We asked writer Tommy Tomlinson about his favorite books, and he told us a few stories:
My favorite book is and always will be The Mad Scientists’ Club, by Bertrand R. Brinley. I bought it from the Scholastic Book Club in third or fourth grade, then kept buying it over and over because I would read it until the pages fell out. It’s a collection of short stories about this group of smart and clever kids who come up with all these wild projects — they build a fake Loch Ness Monster for the lake in their little town, or they “haunt” a house to scare the bejesus out of the town bullies. It made me believe I could do anything with good friends and enough imagination. I tracked down a copy on eBay a few years ago. I never want to be without it.
I just finished Lincoln In the Bardo by George Saunders after seeing him at the Sensoria festival at CPCC. The form takes some getting used to — it’s a dialogue among ghosts in the cemetery where Lincoln comes to visit his freshly dead son Willie. But after a few dozen pages, the world Saunders built started to make sense, and the emotional payoff is tremendous.
My favorite read so far this year is IQ by Joe Ide. The premise is hard to beat: A detective with the skills of Sherlock Holmes, but he’s young and black and living in Long Beach. Loved the hero, loved the twin mysteries that intertwine throughout the book, loved the way Ide walks you through how IQ acquired his special set of skills. And the very last page is breathtaking.
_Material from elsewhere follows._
PR #934, opened 2024-05-21
Add `make clean` target to docs/Makefile

fredrikekre:
Sometimes old generated files that stick around in a local repo can trip up Documenter. This patch adds a `make clean` target which removes files that are generated during the doc build.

There are five or six authors I buy no matter what they write. I’m reading every new Lee Child thriller, every new Michael Lewis angle on how the world works, every new Beth Macy exploration of her corner of Virginia. And every year, when the new volume of the Best American Sports Writing series comes out, you might not as well not talk to me for a few days.
We put a Little Free Library in front of our house a couple years ago, and just the other day somebody put Haruki Murakami’s The Wind-Up Bird Chronicle in there. I’ve always wanted to dive into Murakami. Now’s the time.